TRF-3 arquiva denúncia contra juiz De Sanctis

Fausto Martin De Sanctis, o juiz da Operação Satiagraha, superou hoje um de seus maiores desafios na carreira - por maioria de votos, o Órgão Especial do Tribunal Regional Federal da 3ª Região (TRF-3) decretou o arquivamento de procedimento disciplinar que havia sido requerido contra ele por suposta desobediência a uma decisão do ministro Celso de Mello, decano do Supremo Tribunal Federal (STF), no caso MSI-Corinthians. Se acolhida a proposta, De Sanctis poderia ser punido com afastamento imediato das funções por infração grave.

Agência Estado |

Mais que uma decisão de alcance administrativo, a Corte pôs à mesa de julgamento o intrincado e tenso embate dos juízes federais de primeira instância com o presidente do STF, Gilmar Mendes. Em julho de 2008, a classe solidarizou-se com De Sanctis contra a ameaça de punição a ele. Na ocasião, o magistrado mandou prender duas vezes o banqueiro Daniel Dantas, que acabou beneficiado por habeas-corpus concedidos por Mendes.

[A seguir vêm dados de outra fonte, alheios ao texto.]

PR #192, opened 2019-04-29
[HIVEMALL-253]UDF map_roulette() created

Solodye:
## What changes were proposed in this pull request?

Create UDF map_roulette(). 

## What type of PR is it?

Feature and documentation

## What is the Jira issue?

https://issues.apache.org/jira/projects/HIVEMALL/issues/HIVEMALL-253?filter=allopenissues
[HIVEMALL-253]

## How was this patch tested?

Unit test and handmade test:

Para os colegas de De Sanctis, o TRF-3 avalizou sua conduta e fortaleceu o princípio da autonomia dos juízes. "A decisão restaura a tranquilidade dentro da magistratura de que o juiz não vai ser investigado pelas decisões que toma", declarou o presidente da Associação dos Juízes Federais (Ajufe), Fernando Mattos. "A independência da magistratura foi reafirmada."

Quinze desembargadores decidiram a sorte do juiz, que é titular da 6ª Vara Criminal Federal, especializada em ações sobre crime organizado e lavagem de dinheiro. O julgamento durou cerca de 4 horas. Em debate, estava a proposta de abertura de processo disciplinar contra De Sanctis por suposto descumprimento da ordem de Celso de Mello, que no ano passado decretou a suspensão do processo MSI/Corinthians. O corregedor-geral do TRF-3, desembargador André Nabarrete, havia imputado ao juiz conduta violadora da Lei Orgânica da Magistratura e da resolução 30 do Conselho Nacional de Justiça (CNJ).

A medida refletiu até num pedido de cooperação internacional que já estava em curso. O juiz não teria requisitado a devolução dos ofícios que solicitavam a autoridades estrangeiras depoimentos de testemunhas e acusados. Para De Sanctis, na eventual retomada da ação o governo brasileiro teria de arcar "com custos elevados e indevidos" para refazer o acordo.

O juiz da Satiagraha saiu vitorioso por larga margem de votos, 11 a 4. Contra ele votaram os desembargadores Roberto Haddad, Peixoto Júnior e Nery Júnior, além do corregedor. De Sanctis foi defendido pelo advogado Pierpaolo Bottini, que pediu arquivamento dos autos sob alegação de "ausência de justa causa". Bottini cravou: "Não houve desobediência, não houve afronta."

À tarde, teve início o segundo julgamento de De Sanctis no dia. O corregedor pediu abertura de processo contra ele porque teria afrontado o presidente do STF, Gilmar Mendes, no caso Daniel Dantas. Até as 20h30, a votação não havia acabado.